Since neither business has full-time employees (other than the spouses), the businesses are eligible for a Solo 401k. However, the spouses will use one Solo 401k plan together. That’s because they are part of a parent-subsidiary controlled group. If the husband’s LLC owns less than 80% of his wife’s S-Corp, the two businesses may still be part of a controlled group because the two people are married. In fact, the IRS states: “Generally the ownership interests of one spouse are attributed to the other.”
Brother-Sister Controlled Group
When 5 or fewer individuals own 80% or more of each company, the two companies become a brother-sister controlled group. Example: Husband owns 100% of his single-member LLC consulting business. Wife owns 100% of her sole-shareholder S-Corp. Because the husband and wife are legally married, they are automatically considered to have shared ownership of each other’s businesses and become a brother-sister controlled group.
If we simply stop there, under IRS controlled group rules, the spouses would have to share a Solo 401k plan. If the wife decides to hire a full-time employee, both the husband and wife lose their Solo 401k eligibility. That’s because they are part of a brother-sister controlled group. The IRS views them as one big business/retirement plan.
Solo 401k Controlled Group Spousal Exception
The IRS states there isn’t any ownership attribution between spouses as long as all three rules below apply:
- “No direct ownership or participation in the management of such corporation at any time during the taxable year. Additionally, the spouse cannot be a member of the board of directors, a fiduciary, or an employee of such organization at any time during such taxable year.
- No more than 50% of business gross income is from passive investments.
- Stock is not subject to conditions that restrict a spouse’s right to dispose of the stock and that run in favor of the individual or his children under age 21.” (Source)
Let’s return to our example of the husband and wife having separate businesses but being a part of a brother-sister controlled group.
The husband setup his Solo 401k and is happily making investments. His wife’s (totally separate) business is beginning to grow and she decides it’s time to hire a full-time employee.
If we were to simply view the husband and wife as a part of the same brother-sister controlled group, the husband would lose his Solo 401k eligibility as soon as his wife hires a full-time employee.

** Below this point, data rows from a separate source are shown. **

PR #7, opened 2019-05-03
 update to qat1.7.l.4.5.0-00034.tar.gz 

rojkov:


Dockerfile.envoy
```diff
@@ -27,7 +27,7 @@ ENV ICP_ENV_DIR /quickassist/build_system/build_files/env_files
 ENV ICP_BUILDSYSTEM_PATH /quickassist/build_system
 ENV KERNEL_SOURCE_ROOT /tmp
 
-RUN  ./configure --enable-qat-uio
+RUN  ./configure --disable-qat-lkcf
```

That would mean he needs to roll out all his assets/funds/investments from his Solo 401k and shut down his Solo 401k plan.
Then Things Get Interesting
If the husband and wife meet the IRS three criteria above, they qualify for a spousal exception.

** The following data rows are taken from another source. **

PR #11, opened 2019-06-14
vagrant: enable Intel IOMMU to support QAT pass-through

devimc:
Enable Intel IOMMU if it not enable, it's needed to support QAT pass-through
in virtual machines

Signed-off-by: Julio Montes <julio.montes@intel.com>

### DIFF
--- a/vagrant/Vagrantfile
+++ b/vagrant/Vagrantfile
@@ -90,6 +90,14 @@ Vagrant.configure("2") do |config|
     v.management_network_address = "192.168.123.0/27"
     v.management_network_name = "qat-mgmt-net"
     v.random_hostname = true
+    # Intel Corporation QuickAssist Technology
+    qat_devices = `for i in 0434 0435 37c8 6f54 19e2; do lspci -d 8086:$i -m; done|awk '{print $1}'`
+    qat_devices.split("\n").each do |dev|
+      bus=dev.split(':')[0]
+      slot=dev.split(':')[1].split('.')[0]
+      function=dev.split(':')[1].split('.')[1]
+      v.pci :bus => "0x#{bus}", :slot => "0x#{slot}", :function => "0x#{function}"
+    end
   end
 
   if ENV['http_proxy'] != nil and ENV['https_proxy'] != nil
--- a/vagrant/setup.sh
+++ b/vagrant/setup.sh
@@ -11,6 +11,7 @@
 set -o nounset
 set -o pipefail
 
+local modify_host=0
 vagrant_version=2.2.4
 if ! vagrant version &>/dev/null; then
     enable_vagrant_install=true
@@ -22,18 +23,38 @@ fi
 
 function usage {
     cat <<EOF
-usage: $0 -p <PROVIDER>
+usage: $0 -p <PROVIDER> [options]
 Installation of vagrant and its dependencies in Linux OS
 
 Argument:
     -p  Vagrant provider
+
+Options:
+    -m  Modify the host to enable the required features to use QAT.
+        WARNING: System files are modified. The system should be rebooted manually.
 EOF
 }
 
-while getopts ":p:" OPTION; do
+function enable_iommu {
+    echo "Enabling Intel_iommu"
+    sudo sed -i "s|^GRUB_CMDLINE_LINUX\(.*\)\"|GRUB_CMDLINE_LINUX\1 intel_iommu=on\"|g" /etc/default/grub
+    grub_cfg=$(sudo readlink -e /etc/grub2.cfg)
+    if sudo [ -f "${grub_cfg}" ]; then
+        echo "Updating grub configuration file"
+        sudo grub2-mkconfig -o "${grub_cfg}"
+        echo "System reboot is required"
+        return
+    fi
+    echo "grub configuration file does not exist"
+}
+
+while getopts ":p:m" OPTION; do
     case $OPTION in
     p)
         provider=$OPTARG
+        ;;
+    m)
+        modify_host=1
         ;;
     \?)
         usage
@@ -150,6 +171,9 @@ case ${ID,,} in
         packages+=(nfs-utils nfs-utils-lib)
         ;;
     esac
+    if [ ${modify_host} == 1 ] &&  [ ! -d /sys/class/iommu/* ] ; then
+        enable_iommu
+    fi
     ;;
 
 esac


vagrant/setup.sh
```diff
@@ -30,6 +30,24 @@ Argument:
...
+function enable_iommu {
+    echo "Checking Intel iommu"
+    if ! find /sys/kernel/iommu_groups/*/devices/* > /dev/null 2>&1; then
+        echo "Enabling Intel_iommu"
+        sudo sed -i "s|^GRUB_CMDLINE_LINUX\(.*\)\"|GRUB_CMDLINE_LINUX\1 intel_iommu=on\"|g" /etc/default/grub
+        grub_cfg=$(sudo readlink -e /etc/grub2.cfg)
+        if sudo [ -f ${grub_cfg} ]; then
+            echo "Updating grub configuration file"
+            sudo grub2-mkconfig -o ${grub_cfg}
+			echo "System reboot is required"
```
electrocucaracha: @devimc this line uses tabs instead of spaces
```suggestion
            echo "System reboot is required"
```

vagrant/setup.sh
```diff
@@ -30,6 +30,24 @@ Argument:
 EOF
 }
 
+function enable_iommu {
+    echo "Checking Intel iommu"
+    if ! find /sys/kernel/iommu_groups/*/devices/* > /dev/null 2>&1; then
+        echo "Enabling Intel_iommu"
+        sudo sed -i "s|^GRUB_CMDLINE_LINUX\(.*\)\"|GRUB_CMDLINE_LINUX\1 intel_iommu=on\"|g" /etc/default/grub
+        grub_cfg=$(sudo readlink -e /etc/grub2.cfg)
+        if sudo [ -f ${grub_cfg} ]; then
```
electrocucaracha: Could you surround the `${grub_cfg}` var with strings to pass shellcheck issues

```
In setup.sh line 39:
        if sudo [ -f ${grub_cfg} ]; then
                     ^---------^ SC2086: Double quote to prevent globbing and word splitting.

Did you mean: 
        if sudo [ -f "${grub_cfg}" ]; then
```

vagrant/setup.sh
```diff
@@ -30,6 +30,24 @@ Argument:
...
+            echo "Updating grub configuration file"
+            sudo grub2-mkconfig -o ${grub_cfg}
```
electrocucaracha: ditto: line 39

```
In setup.sh line 41:
            sudo grub2-mkconfig -o ${grub_cfg}
                                   ^---------^ SC2086: Double quote to prevent globbing and word splitting.

Did you mean: 
            sudo grub2-mkconfig -o "${grub_cfg}"
```

vagrant/setup.sh
electrocucaracha: In the other hand, what about to add a reboot instruction here, in that way we can enforce it.

electrocucaracha:
\cc @mythi

devimc:
@electrocucaracha changes applied, thanks

electrocucaracha:
\lgtm

vagrant/Vagrantfile
```diff
@@ -90,6 +90,14 @@ Vagrant.configure("2") do |config|
     v.management_network_address = "192.168.123.0/27"
     v.management_network_name = "qat-mgmt-net"
     v.random_hostname = true
+    # Intel Corporation QuickAssist Technology
+    qat_devices = `lspci | grep -e Quick -e QAT | awk '{print $1}'`
```
mythi: `grep -e Quick -e QAT` is not reliable. It may not find the cards if the PCI IDs are not updated (which is the case e.g., on my system) or it may find things that are not "supported" by the driver release.

I'd suggest to be explicit about the the devices

```
DEVICES="0434 0435 37c8 6f54 19e2"
qat_devices = `for i in $DEVICES; do lspci -d 8086:$i -m; done|awk '{print $1}'`
```

Also, before doing pass-through, you need to ensure the device is not bound to any driver.

vagrant/setup.sh
```diff
@@ -30,6 +30,24 @@ Argument:
 EOF
 }
 
+function enable_iommu {
+    echo "Checking Intel iommu"
+    if ! find /sys/kernel/iommu_groups/*/devices/* > /dev/null 2>&1; then
```
mythi: we use `/sys/class/iommu` elsewhere (e.g., in NFD).

ipuustin:
I had problems using QAT PFs when IOMMU was enabled (PFs didn't work at all). Is this not a concern after this change anymore? Do the vagrant scripts use only VFs? Did you test if VFs work right on bare metal?

(It would be great if we can standardize on VFs, because then we could change the DP to only support VF resources, simplifying the codebase.)

vagrant/setup.sh
```diff
@@ -150,6 +168,7 @@ case ${ID,,} in
         packages+=(nfs-utils nfs-utils-lib)
         ;;
     esac
+    enable_iommu
```
mythi: how about making the call conditional. e.g., run `enable_iommu` only if it's not enabled and it needs to be enabled.

vagrant/setup.sh
```diff
@@ -30,6 +30,24 @@ Argument:
 EOF
 }
 
+function enable_iommu {
+    echo "Checking Intel iommu"
+    if ! find /sys/kernel/iommu_groups/*/devices/* > /dev/null 2>&1; then
+        echo "Enabling Intel_iommu"
+        sudo sed -i "s|^GRUB_CMDLINE_LINUX\(.*\)\"|GRUB_CMDLINE_LINUX\1 intel_iommu=on\"|g" /etc/default/grub
```
mythi: Are all distros grub based (still)? Clear isn't but it comes with IOMMU enabled by default.

mythi (changes requested):

mythi:
> I had problems using QAT PFs when IOMMU was enabled (PFs didn't work at all)

AFAICS, in @devimc's setup, you don't use the PF driver with IOMMU on the host. This assigns the whole device to a VM that sees it as a unique device

mythi:
@devimc one other question: is this feature virtualization provider specific (i.e., it only works on libvirt)?

vagrant/Vagrantfile
electrocucaracha: @mythi in our initial tests we detected that those devices which were attached by another VM were ignored if those instructions are executed. In the other hand, it should be great to attach one device per VM, did you know if there is a way to detect which devices are not bound?

electrocucaracha:
> I had problems using QAT PFs when IOMMU was enabled (PFs didn't work at all). Is this not a concern after this change anymore? Do the vagrant scripts use only VFs? Did you test if VFs work right on bare metal?
> 
> (It would be great if we can standardize on VFs, because then we could change the DP to only support VF resources, simplifying the codebase.)

@ipuustin The idea of the `setup.sh` script is initialize/configure all the dependencies, that includes IOMMU

vagrant/setup.sh
electrocucaracha: I think that the conditional is included into the function isn't it?

vagrant/setup.sh
electrocucaracha: The line 144 of this file specifies the use case only for rhel|centos|fedora distributions

vagrant/Vagrantfile
electrocucaracha: @mythi in our initial tests we detected that those devices which were attached by another VM were ignored if those instructions are executed. In the other hand, it should be great to attach one device per VM, did you know if there is a way to detect which devices are not bound?

vagrant/setup.sh
electrocucaracha: I think that the conditional is included into the function isn't it?

vagrant/setup.sh
electrocucaracha: This script was designed to be used enabling QAT needs.

mythi: I'm not sure I follow. I just suggested an alternate path to check whether IOMMU is enabled.

vagrant/Vagrantfile
mythi: It's probably that `/sys/bus/pci/devices/0000:<BDF>/driver` does not exist.

vagrant/setup.sh
mythi: yes it is. I was suggesting to change for better readability: if (reasons to enable) then call enable_iommu

vagrant/setup.sh
mythi: of course. I lost the track that this was for that case only. thanks!

vagrant/setup.sh
electrocucaracha: @mythi is that alternate path is not based on the distro used?

mythi: that path is the kernel interface to check IOMMU is present

ipuustin:
@devimc : if we make large changes to the host system (such as changing the kernel command line), we need to tell the user well what's going to happen before they run the script. See https://github.com/intel/kubernetes-qat-envoy/issues/14

devimc:
@mythi 
>  is this feature virtualization provider specific (i.e., it only works on libvirt)?

it works on any hypervisor that support VFIO, like QEMU and NEMU

@ipuustin 
>  if we make large changes to the host system (such as changing the kernel command line), we need to tell the user well what's going to happen before they run the script. See #14

I agree, those changes should be documented. I have added an option in the script to allow changes in the host.


changes applied, thanks

mythi (approved):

That means the wife can hire a full-time employee and lose her Solo 401k eligibility for herself and her business without affecting the husband and his Solo 401k.
The wife can grow her business (without the benefits of a Solo 401k of course). The husband can continue in his business and keep his Solo 401k.
In order to execute this successfully, the wife must not be listed on the husband’s Solo 401k documents.
That means she cannot participate or be a trustee in her husband’s plan. It also means the husband must maintain those three IRS criteria. Namely, he can’t work for, be a board member of, or own any part of her business. Second, her business can’t have more than 50% of its revenue from passive investments. Finally, their children must be older than 21 years old.
Do you and your spouse own separate businesses?
Are you wondering if you’re part of a controlled group? The best way to find out is to ask your legal counsel or tax advisor. First determine if you are part of a controlled group. Then you can determine what type of controlled group it might be (parent-subsidiary or brother-sister). Further, determine if the spousal exception applies to your situation.
This can be a very tricky part of the tax code. Make sure you engage the help and support of your trusted advisors.